PR #826, opened 2018-04-29
Add generated files to sources jar

jereksel:


pakoito:
Great find! Merging as soon as it greens :D

PR #831, opened 2018-05-04
Add Katalyst Core

aedans:
Replaces the arrow-recursion module with [katalyst](https://github.com/aedans/Katalyst) 0.7.0.


modules/recursion-schemes/arrow-recursion/src/test/kotlin/arrow.recursion/laws/RecursiveLaws.kt
```diff
@@ -0,0 +1,14 @@
+package arrow.recursion.laws
+
+import arrow.recursion.typeclasses.Corecursive
+import arrow.recursion.typeclasses.Recursive
+import arrow.test.laws.Law
+import io.kotlintest.matchers.shouldEqual
+
+object RecursiveLaws {
```
pakoito: We have all laws in the `arrow-laws` module which should depend on all `arrow` libraries, if you prefer to have them there!

aedans: Makes sense, I'll move them there.

pakoito: `forAll(intGen)` can become `forFew`, the rest you can move to the Generators file :D

aedans:
@raulraja Thanks, I'm happy to have it merged! And I think we should announce it once the docs are finished (which I'll be working on soon) so that Arrow users can look at tutorials in Kotlin rather than having to google tutorials in Haskell.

◇ ◇ ◇

Work order: Please reproduce the material in its entirety, exactly as it stands.

Response:
PR #826, opened 2018-04-29
Add generated files to sources jar

jereksel:


pakoito:
Great find! Merging as soon as it greens :D

PR #831, opened 2018-05-04
Add Katalyst Core

aedans:
Replaces the arrow-recursion module with [katalyst](https://github.com/aedans/Katalyst) 0.7.0.


modules/recursion-schemes/arrow-recursion/src/test/kotlin/arrow.recursion/laws/RecursiveLaws.kt
```diff
@@ -0,0 +1,14 @@
+package arrow.recursion.laws
+
+import arrow.recursion.typeclasses.Corecursive
+import arrow.recursion.typeclasses.Recursive
+import arrow.test.laws.Law
+import io.kotlintest.matchers.shouldEqual
+
+object RecursiveLaws {
```
pakoito: We have all laws in the `arrow-laws` module which should depend on all `arrow` libraries, if you prefer to have them there!

aedans: Makes sense, I'll move them there.

pakoito: `forAll(intGen)` can become `forFew`, the rest you can move to the Generators file :D

aedans:
@raulraja Thanks, I'm happy to have it merged! And I think we should announce it once the docs are finished (which I'll be working on soon) so that Arrow users can look at tutorials in Kotlin rather than having to google tutorials in Haskell.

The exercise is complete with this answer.